My days had been so lonely
But night brought on despair
Why must I stay and suffer
O, My Lord, it isn't fair.

I cried out in anguish
The tears, they dimmed my eyes
For I stood alone, forgotten
Where only the forgotten dies.

On my knees I asked my Father
To guide me through that night
When I arose I felt His presence
And I knew I was in His sight.

I prayed for home and husband
Who from me would not stray
And cause me all those heart aches
And with me always stay.

So in answer to my pleadings
We drifted far apart
And in my heart there is no love
For him who broke my heart.

And now my prayers are answered
In a home where love abides
I never stand alone, forgotten
For God is always by my side.

I have my home and husband
And children numbered three
And I am loved and cherished
As I had prayed to be.

May God grant me this privilege
To live, and love and care
For those who make my life complete
And at night my prayers to share.

About three weeks ago, just before leaving on vacation, a bunch of us went to see Grandma. I went in ahead to make sure the ladies were decent and was glad I did.
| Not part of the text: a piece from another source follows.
PR #342, opened 2020-12-31
Make the minimum submit configurable

krasi-georgiev:
This is so that in development can use TellorPlayground to submit
transactions faster which will speed up the debugging during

Grandma was sitting in her chair and someone had probably tried to cheer her up by dressing her up, combing her hair nicely and putting makeup on her. But she was obviously upset, she said, "They've painted me up like a gypsy!" I don't know how she knew, but she was right, there was too much rouge. I quickly washed some of it off and then she felt much better about letting the rest of the family see her.

In the last two years, Grandma and I had a new common bond. She knew exactly what it was like to marry a man with three children. And if things at home got a little overpowering for me or I began to wonder if I was up to the job, I could talk to her and she'd give me encouragement and share some of her experiences. I'd tell her about my twelve year old Tracy, and she'd tell me about a twelve year old Donna. And always she told me to love my children and care for them as best I could, but to never let that overshadow the love for my husband, that we must keep our bond strong for the children. And it was more than just words, because that was what she had done: continued to love and care for her children while cherishing her husband.

Grandma found special joy in the little great grandchildren. Many times Dixie and Dennis brought their families to her to share family home evening and often the children would bring her gifts; pictures they had drawn or cookies they baked. But perhaps the most special gift was that of song. A number of the great grandchildren have gathered today to sing for her one last time and we get to listen too.